1. A method for producing a naphtha having a decreased amount of sulfur comprising the steps of:
a) selectively hydroprocessing a petroleum feedstream comprising cracked naphtha and sulfur-containing species said hydroprocessing performed at selective hydroprocessing conditions effective to convert greater than 95% of the organic sulfur species in said petroleum feedstream to produce a first naphtha product, said first naphtha product containing mercaptan reversion sulfur species having more than 5 carbon atoms, olefins, and non-mercaptan sulfur, wherein said mercaptan reversion sulfur species having more than 5 carbon atoms are produced during said selective hyproprocessing; and
b) removing or converting said mercaptan reversion sulfur species with the use of a phase transfer catalyst from said first naphtha product to obtain a second product having a decreased amount of mercaptan reversion sulfur species.
2. The method of claim 1 wherein said first naphtha product contains less than 50 ppm non-mercaptan sulfur.
3. The method of claim 1 wherein said first naphtha product contains less than 30 wppm non-mercaptan sulfur.
4. The process of claim 1 wherein said second step (b) comprises:
i) extracting said first petroleum product, in the substantial absence of oxygen, with an extractant comprising an aqueous base and a catalytically effective amount of a phase transfer catalyst or an aqueous solution of a catalytically effective amount of a basic phase transfer catalyst to remove said mercaptans from said naphtha product; and
ii) separating and recovering a used extractant stream containing mercaptide anions and a second petroleum naphtha product stream having a decreased amount of mercaptan reversion sulfur compounds.
5. The method of claim 4 wherein said phase transfer catalysts are selected from the group consisting of is selected from the group consisting essentially of onium salts, crown ethers, open chain polyethers, and mixtures thereof.
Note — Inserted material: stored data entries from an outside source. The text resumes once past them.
PR #187, opened 2021-02-10
Enhance file data handling

niklassiemer:
The handling of different file types is enhanced via a new `load_file` function.
In addition, a new `FileData` class is introduced to provide a generic interface in preparation of a project browser (#156).

### DIFF
--- a/pyiron_base/generic/filedata.py
+++ b/pyiron_base/generic/filedata.py
@@ -1,0 +1,139 @@
+"""
+Generic File Object.
+"""
+
+# Copyright (c) Max-Planck-Institut für Eisenforschung GmbH - Computational Materials Design (CM) Department
+# Distributed under the terms of "New BSD License", see the LICENSE file.
+
+import json
+import os
+import pandas
+
+from pyiron_base import ImportAlarm, FileHDFio
+
+__author__ = "Niklas Siemer"
+__copyright__ = (
+    "Copyright 2020, Max-Planck-Institut für Eisenforschung GmbH - "
+    "Computational Materials Design (CM) Department"
+)
+__version__ = "0.1"
+__maintainer__ = "Niklas Siemer"
+__email__ = "siemer@mpie.de"
+__status__ = "development"
+__date__ = "Feb 02, 2021"
+
+
+_has_imported = {}
+import_alarm = ImportAlarm()
+_not_imported = ''
+try:
+    from PIL import Image
+    _has_imported['PIL'] = True
+except ImportError:
+    _has_imported['PIL'] = False
+try:
+    from IPython.core.display import display
+    _has_imported['IPython'] = True
+except ImportError:
+    _has_imported['IPython'] = False
+if all(_has_imported.values()):
+    pass
+else:
+    for k, j in _has_imported.items():
+        if j and len(_not_imported) > 0:
+            _not_imported += ', '
+        if j:
+            _not_imported += k
+    import_alarm = ImportAlarm(
+        "Reduced functionality, since " + _not_imported + " could not be imported."
+    )
+
+
+def load_file(filename):
+    """
+        Load the file and return an appropriate object containing the data.
+ 
+        Args:
+            filename (str): path to the file to be displayed.
+    """
+    def _load_txt(file):
+        with open(file) as f:
+            return f.readlines()
+
+    def _load_json(file):
+        with open(file) as f:
+            return json.load(f)
+
+    def _load_csv(file):
+        return pandas.read_csv(file)
+ 
+    def _load_img(file):
+        return Image.open(file)
+ 
+    def _load_default(file):
+        try:
+            return _load_txt(file)
+        except UnicodeDecodeError:
+            return file
+
+    _, filetype = os.path.splitext(filename)
+    if filetype.lower() in ['.h5', '.hdf']:
+        return FileHDFio(file_name=filename)
+    if filetype.lower() in ['.json']:
+        return _load_json(filename)
+    elif filetype.lower() in ['.txt']:
+        return _load_txt(filename)
+    elif filetype.lower() in ['.csv']:
+        return _load_csv(filename)
+    elif _has_imported['PIL'] and filetype.lower() in Image.registered_extensions():
+        return _load_img(filename)
+    else:
+        return _load_default(filename)
+
+
+class FileData:
+
+    """ FileData stores an instance of a data file, e.g. a single Image from a measurement """
+    def __init__(self, source=None, data=None, filename=None, metadata=None, filetype=None):
+        """
+            FileData class to store data and associated metadata.
+
+            Args:
+                source (str/None): path to the data file
+                data (object/None): object containing data
+                filename (str/None): filename associated with the data object, Not used if source is given!
+                metadata (dict/InputList): Dictionary of metadata associated with the data
+                filetype (str): File extension associated with the type data,
+                                If provided this overwrites the assumption based on the extension of the filename.
+        """
+        if (source is None) and (data is None):
+            raise ValueError("No data given")
+        self._data = data
+        if source is not None:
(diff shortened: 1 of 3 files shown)


niklassiemer:
I'll just give up to satisfy codacy....
```
Multi-line docstring summary should start at the first line (D212)
"""
```
```
Multi-line docstring summary should start at the second line (D213)
"""FileData class to store data and associated metadata.
```

niklassiemer:
@jan-janssen This is now part one of the PR #156 handling data files within pyiron. However, now the generic `FileData` class is not used so far.

pyiron_base/generic/filedata.py
```diff
@@ -0,0 +1,130 @@
...
+__status__ = "development"
+__date__ = "Feb 02, 2021"
+
+
+_has_imported = {}
+import_alarm = ImportAlarm()
+_not_imported = ''
+try:
+    from PIL import Image
+    _has_imported['PIL'] = True
```
pmrv, line 28: Would it make sense to augment `ImportAlarm` to do something similar?  I guess you have to do this work-around because you can't use the decorator?

pyiron_base/generic/filedata.py
```diff
@@ -0,0 +1,130 @@
...
+
+            Args:
+                source (str/None): path to the data file
+                data (object/None): object containing data
+                filename (str/None): filename associated with the data object, Not used if source is given!
+                metadata (dict/InputList): Dictionary of metadata associated with the data
+                filetype (str): File extension associated with the type data,
+                                If provided this overwrites the assumption based on the extension of the filename.
+        """
+        if (source is None) and (data is None):
```
pmrv: Does it makes sense to collapse `source` and `filename` into one argument?  So when `data` is given it is interpreted as the filename and if not as the source?

pyiron_base/generic/filedata.py
```diff
@@ -0,0 +1,130 @@
...
+        if source is not None:
+            self.filename = os.path.split(source)[1]
+            self.source = source
+        elif filename is None:
+            raise ValueError("No filename given")
+        else:
+            self.filename = filename
+        if (filetype is None) and (self.filename is not None):
+            filetype = os.path.splitext(self.filename)[1]
+            if len(filetype[1:]) == 0:
```
pmrv: This checks whether `filetype == ''`? If so I'd prefer the explicit check.

pyiron_base/generic/filedata.py
```diff
@@ -0,0 +1,130 @@
...
+        else:
+            self.filetype = filetype
+        if metadata is None:
+            self.metadata = {}
+        else:
+            self.metadata = metadata
+        self._hasdata = True if self._data is not None else False
+
+    @property
+    def data(self):
```
pmrv, line 135: Maybe we can cache this with 
```python
@property
@lru_cache
def data(self):
    ...
```
but if you think this is premature, I won't insist.

pyiron_base/generic/filedata.py
```diff
@@ -0,0 +1,130 @@
...
+        if j:
+            _not_imported += k
+    import_alarm = ImportAlarm(
+        "Reduced functionality, since " + _not_imported + " could not be imported."
+    )
+
+
+def load_file(filename):
+    """
+        Load the file and return an appropriate object containing the data.
```
pmrv, line 40: Should list supported file types and the returned types.

tests/generic/test_filedata.py
```diff
@@ -0,0 +1,120 @@
...
+        hdf = load_file(self.current_dir+'/test_data.h5')
+        self.assertIsInstance(hdf, FileHDFio)
+        self.assertEqual(hdf['content/key'], 'value')
+
+    def test_load_file_default(self):
+        """Test default load for text file and h5 file without extension."""
+        filename = self.current_dir + '/test_data'
+        default = load_file(filename)
+        # For some reason on linux handles this different than windows:
+        self.assertTrue(filename == default or default[0] == '‰HDF\n')
```
pmrv: I don't understand what that second test is checking for.

pmrv (changes requested):

tests/generic/test_filedata.py
niklassiemer: Here, I actually want to have a failure of a normal `readlines` and thus `load_file` to return the filename. However, on windoof the read of the hdf file returns some cryptic byte like strings and the first one happens to be this... I really would like the windows `readlines` to throw an error on this...

pyiron_base/generic/filedata.py
niklassiemer: This would be possible, especially, since I am using the `filename` from the `source` even if `filename` is given.
I will call ist `file` then.

pyiron_base/generic/filedata.py
niklassiemer: Actually, the warning is only given once, if I am not mistaken. Thus, I should really _use_ the decorator for `load_file`. The reason for the lengthy loop over `_not_imported` was due to different packages I tried to use and this might easily taken out. The `_has_imported` dictionary exists for the same reason. I might just use 
`_has_imported_pil = True` here.
I need to know which (optional) packages are installed to allow for a working solution with reduced functionality without additional try/except later on.

pyiron_base/generic/filedata.py
pmrv: I didn't see this on first pass, but I don't like that `_load_default` returns the filename on error, it should raise an exception, maybe `ValueError` or `OSError`.  I checked with the [docs](https://docs.python.org/3/library/functions.html?highlight=open#open) and it seems the platform dependent behavior comes from the `encoding` argument to `open()`, maybe we can pass a fixed value to force the same behavior.

niklassiemer: Well in the end this would be an `IOError` if we want to raise an error. Fot the `encoding` argument, is this silently fixed differently for different platforms or is one platform just better at guessing a nice encoding? If the encoding is guessed by the `open()` I am not sure if we should fix it...

pyiron_base/generic/filedata.py
niklassiemer: It does not hurt, does it?

pyiron_base/generic/filedata.py
niklassiemer: Now I use a fixed encoding (utf8) and raise an error on failing to load the file (`IOError`).

pmrv: Ah yes, I hadn't considered that windows might not use the same UTF encoding.  Can we maybe just also support '.h5' files and return a `ProjectHDFio` in this case?

niklassiemer: I just give the encoding ('utf8') in the open now, so, therefore, it should fail to simply `readlines()` for non human readable files. Which is what we want, don't we? At least also windoof fails now to read the crappy bytes into a list :)

pmrv: Sounds good to me then.

pyiron_base/generic/filedata.py
pmrv: I'm not opposed to the solution for now, but if it comes up again, we should probably see if we can move that logic to `ImportAlert`.

pmrv (approved):
Looks good to me.

niklassiemer:
Such that we add a variable to hold the packages which have not been imported? Something like `_import_alarm_imported = {'package_name' : True}` which would live on the function decorated?

pmrv:
> Such that we add a variable to hold the packages which have not been imported? Something like `_import_alarm_imported = {'package_name' : True}` which would live on the function decorated?

I think we could have a method on the alam object that can check which libraries have been imported during the with statement it is used in, but I haven't looked into anything.

niklassiemer:
In my opinion this is ready to be merged.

6. The process of claim 4 wherein said onium salts are selected from the group consisting of quaternary ammonium hydroxides, quaternary ammonium halides, quaternary ammonium hydrogen sulfates and mixtures thereof.
7. The process of claim 6 wherein said phase transfer catalyst is selected from polyethylene glycol, tetrabutylammonium hydroxide, cetyltrimethylammonium bromide, and tetrabutylphosphonium, tributylmethyl ammonium, methyltrioctyl ammonium and methyltricapryl ammonium salts, and mixtures thereof.
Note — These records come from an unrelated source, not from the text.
PR #192, opened 2021-02-19
Project data

liamhuber:
Projects now have an input list attached to themselves for storing project-level data. The motivation was to come up with a more transparent implementation of the current `Notebook` class and associated `Project.get_external_input` method. The original code is only used for `ScriptJob`, and I extended the test suite there to make sure this new functionality does indeed work for it, but I could imagine it being useful in other circumstances too.

@pmrv there are two outstanding issues I'm really having trouble with, and I left failing tests in for them both:
- `InputList` recursion isn't working well and complex data types get loaded as empty containers.
- I want projects to try to auto-load data on instantiation but I get caught in some horrible error loop I don't understand. I left a bit of commented out code in `Project.__init__` that I really *wish* worked.

@raynol-dsouza note that this will impact the syntax for #171.

I'm also open to some critical feedback on any bad side-effects this might have that I'm missing.

### DIFF
--- a/pyiron_base/project/data.py
+++ b/pyiron_base/project/data.py
@@ -3,8 +3,7 @@
 # Distributed under the terms of "New BSD License", see the LICENSE file.
 
 """
-A modified data container for storing associating data with a project. Here is more worthless text trying to see what
-it takes to get codacy to shut up.
+A modified data container for storing associating data with a project.
 
 Spec:
     The `Project` class should have data associated with it which can be stored to-file in our supported format(s)
@@ -39,8 +38,7 @@ class ProjectData(InputList):
 
     def __init__(self, *args, project=None, **kwargs):
         """
-        A data storage container which can store itself to/retrieve itself from file at the project level. This is some
-        extra text to try to get Codacy to shut up.
+        A data storage container which can store itself to/retrieve itself from file at the project level.
 
         Args:
             project (pyiron_base.Project): The project instance the storage is attached to.
--- a/pyiron_base/project/data.py
+++ b/pyiron_base/project/data.py
@@ -48,16 +48,12 @@ class ProjectData(InputList):
         self._project = project
 
     def read(self):
-        """
-        Read existing data from project-level storage.
-        """
+        """Read existing data from project-level storage."""
         hdf = ProjectHDFio(self._project, file_name="project_data")
         if self.table_name not in hdf.list_groups():
             raise KeyError(f"Table name {self.table_name} was not found -- Project data is empty.")
         self.from_hdf(hdf=hdf)
 
     def write(self):
-        """
-        Write data to project-level storage.
-        """
+        """Write data to project-level storage."""
         self.to_hdf(ProjectHDFio(self._project, file_name="project_data"))
--- a/pyiron_base/project/data.py
+++ b/pyiron_base/project/data.py
@@ -7,14 +7,13 @@ A modified data container for storing associating data with a project. Here is m
 it takes to get codacy to shut up.
 
 Spec:
+    The `Project` class should have data associated with it which can be stored to-file in our supported format(s)
+    (right now just hdf5). This should meet the following requirements:
 
-The `Project` class should have data associated with it which can be stored to-file in our supported format(s) (right
-now just hdf5). This should meet the following requirements:
-
-- Data storage is immediately accessible, i.e. appearing in the project tab-completion module
-- Data stored there should be readable and writeable with a single parameter-free call
-- When instantiated, new projects should automatically read any available data (not *quite* satisfied right now!)
-- The `Project` tab completion menu should not get cluttered (i.e. nest everything under `Project.foo`)
+    - Data storage is immediately accessible, i.e. appearing in the project tab-completion module
+    - Data stored there should be readable and writeable with a single parameter-free call
+    - When instantiated, new projects should automatically read any available data (not *quite* satisfied right now!)
+    - The `Project` tab completion menu should not get cluttered (i.e. nest everything under `Project.foo`)
 """
 
 from pyiron_base.generic.inputlist import InputList
--- a/pyiron_base/project/data.py
+++ b/pyiron_base/project/data.py
@@ -4,6 +4,16 @@
 
 """
 A modified data container for storing associating data with a project.
+
+Spec:
+
+The `Project` class should have data associated with it which can be stored to-file in our supported format(s) (right
+now just hdf5). This should meet the following requirements:
+
+- Data storage is immediately accessible, i.e. appearing in the project tab-completion module
+- Data stored there should be readable and writeable with a single parameter-free call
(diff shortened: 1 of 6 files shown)


niklassiemer:
I tied an InputLists to the project level in the RDM branch in contrib to store Metadata. RDM/project if I am not mistaken. I'll look it up later.

liamhuber:
Cool I'll peek at that later too and we can synchronize the approach taking the best of both 😄

pmrv:
The initialization problem comes again from `ProjectData` changing the signature of `__init__`.  What's the `project` back reference used for?  Wouldn't it be easier to just add an `InputList` attribute project to the `Project` class?

liamhuber:
> The initialization problem comes again from `ProjectData` changing the signature of `__init__`. 

Ok, thanks for taking a look @pmrv! Isn't this a pretty big weakness? I feel that `InputList` is (or is becoming) a cornerstone of `pyiron_base`, so an inability to change its signature when subclassing scares me. Did I just change its signature in the wrong way?

> What's the `project` back reference used for? Wouldn't it be easier to just add an `InputList` attribute project to the `Project` class?

The `project` back reference allows me to specify the `InputList`'s HDF5 location. This is then used in super-short `pr.data.read()` and `pr.data.write()` method which invoke `from/to_hdf` with the right `ProjectHDFio`. 

I think it should be possible to instead add this path as a regular `InputList` attribute which is assigned by the parent project immediately after instantiation, but then the `InputList` will write its own HDF5 location to the HDF file. This isn't problematic just...ugly.

I added a very brief spec commit, but I'll paste it here:

>Spec:
>
>The `Project` class should have data associated with it which can be stored to-file in our supported format(s) (right now just hdf5). This should meet the following requirements:
> - Data storage is immediately accessible, i.e. appearing in the project tab-completion module
> - Data stored there should be readable and writeable with a single parameter-free call
> - When instantiated, new projects should automatically read any available data
> - The `Project` tab completion menu should not get cluttered (i.e. nest everything under `Project.foo`)

Then the usage should look like this:

```python
pr = Project('test')
pr.data.foo = 'foo'  # Acts like InputList
pr.data.write()  # Easy writing

pr2 = Project('test')
print(pr.2data.foo)  # Automatic loading
> 'foo'
pr2.data.bar = 42
pr2.data.write()

pr.data.read()  # Easy reading (in the edge case it doesn't happen automatically with instantiation)
print(pr.data.bar)
> 42
# Only new item in Project tab completion is 'data'
```

pmrv:
If the `InputList` lives directly on the project then it will be read/written directly in its `from_hdf`/`to_hdf` so no separate `read`/`write` should be needed, if I'm not missing anything.

liamhuber:
> If the `InputList` lives directly on the project then it will be read/written directly in its `from_hdf`/`to_hdf` so no separate `read`/`write` should be needed, if I'm not missing anything.

I'm confused. `Project` doesn't have `to/from_hdf` methods, and these methods have no default `hdf` arguments on `InputList`. How is the `Project.InputList :: pr.data` supposed to know where and when to save/load? I don't see how being an attribute of the project is already sufficient to pass this information.

pmrv:
> > If the `InputList` lives directly on the project then it will be read/written directly in its `from_hdf`/`to_hdf` so no separate `read`/`write` should be needed, if I'm not missing anything.
> 
> I'm confused. `Project` doesn't have `to/from_hdf` methods, and these methods have no default `hdf` arguments on `InputList`. How is the `Project.InputList :: pr.data` supposed to know where and when to save/load? I don't see how being an attribute of the project is already sufficient to pass this information.

No, that's correct, I just mentally misplaced some stuff. :/  I'll think about it some more.

liamhuber:
> No, that's correct, I just mentally misplaced some stuff. :/ I'll think about it some more.

Ok, no worries and thanks. Better that you slipped up quickly thinking about it for a few seconds than that I slipped up after spending more than an hour thinking about it and writing a whole new class haha 😆

pyiron_base/project/data.py
```diff
@@ -0,0 +1,51 @@
...
+        instance = super().__new__(cls, *args, **kwargs)
+        object.__setattr__(instance, "project", None)
+        return instance
+
+    def __init__(self, project, *args, **kwargs):
+        super().__init__(*args, **kwargs)
+        self.project = project
+
+    def read(self):
+        hdf = ProjectHDFio(self.project, file_name="project_data")
```
niklassiemer: why not `self.project.create_hdf(self.project.path, 'project_data)`  which opens the `hdf` at `h5_path='/project_data'`?

pmrv:
> > No, that's correct, I just mentally misplaced some stuff. :/ I'll think about it some more.
> 
> Ok, no worries and thanks. Better that you slipped up quickly thinking about it for a few seconds than that I slipped up after spending more than an hour thinking about it and writing a whole new class haha laughing

I think the appropriate fix should then be to add then project as an keyword argument to `__init__`, then it should interfere with the updating of the list when read from HDF5.

pmrv:
> > The initialization problem comes again from `ProjectData` changing the signature of `__init__`.
> 
> Ok, thanks for taking a look @pmrv! Isn't this a pretty big weakness? I feel that `InputList` is (or is becoming) a cornerstone of `pyiron_base`, so an inability to change its signature when subclassing scares me. Did I just change its signature in the wrong way?

As I said above, adding a new keyword argument should work.  If it does, I'll update the docs of `InputList` accordingly.

pyiron_base/project/data.py
liamhuber: I have one small objection to this, and that is `Project.create_hdf` re-instantiates another `Project` inside itself, which feels wasteful when that would just be a duplicate of the project calling the method.

I'd still be open to this change, but unfortunately it raises the error caught by the if-clause that immediately follows `if self.table_name not in hdf.list_groups():`.  So does

```python
hdf = ProjectHDFio(self.project, file_name="project_data", h5_path="/project_data")
```

So somehow providing the `h5_path` breaks things.

liamhuber:
> As I said above, adding a new keyword argument should work. If it does, I'll update the docs of `InputList` accordingly.

Beautiful. Yes, switching `project` from an arg to a kwarg resolves the recursive loading problem 😄

pyiron_base/project/data.py
niklassiemer: Ok, actually, I just realize I don't like my idea then. Since the `Project` is hard coded to be a `base` project and `self.__class__` is not available in a `@staticmethod`.

liamhuber:
Ok, I had to do a bit of a workaround to get the data of new projects to automatically load (on accessing the property it first checks if the private attribute has length zero, and if so tries a load). If anyone has advice for how to get around the infinite recursion issue and do this properly in `__init__` that would be super, but such elegance might need to wait until other parts of the code get changed. For now I'm content with this and feel it's ready to merge.

niklassiemer (approved):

8. The process of claim 4 wherein said base is selected from the group consisting of sodium hydroxide, potassium hydroxide, ammonium hydroxide, sodium carbonate, potassium carbonate, and mixtures thereof.
9. The process of claim 4 wherein said phase transfer catalyst is added in amounts of about 0.01 to about 10 wt. % of said extractant.
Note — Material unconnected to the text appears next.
PR #270, opened 2017-11-15
added get_ENU_from_UVData to utils.py w/ tests

nkern:
simple script to return antennas positions in ENU (topocentric) coordinates given a UVData instance.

10. The process of claim 9 wherein said base is added in amounts of up to about 50 wt % of said extractant.
11. The process of claim 4 wherein at least about 70% of the mercaptan reversion sulfur compounds are removed.
12. The process of claim 1 wherein said cracked naphtha is selected from the group consisting essentially of cat naphtha, coker naphtha, steam cracked naphtha and mixtures thereof.
13. The process of claim 1 wherein step (b) comprises catalytic decomposition using a catalytically effective amount of a phase transfer catalyst or an aqueous solution of a catalytically effective amount of a basic phase transfer catalyst to remove said mercaptans from said first naphtha product, wherein the phase transfer catalyst is selected from the group consisting of onium salts, crown others, open chain polyethers, and mixtures thereof.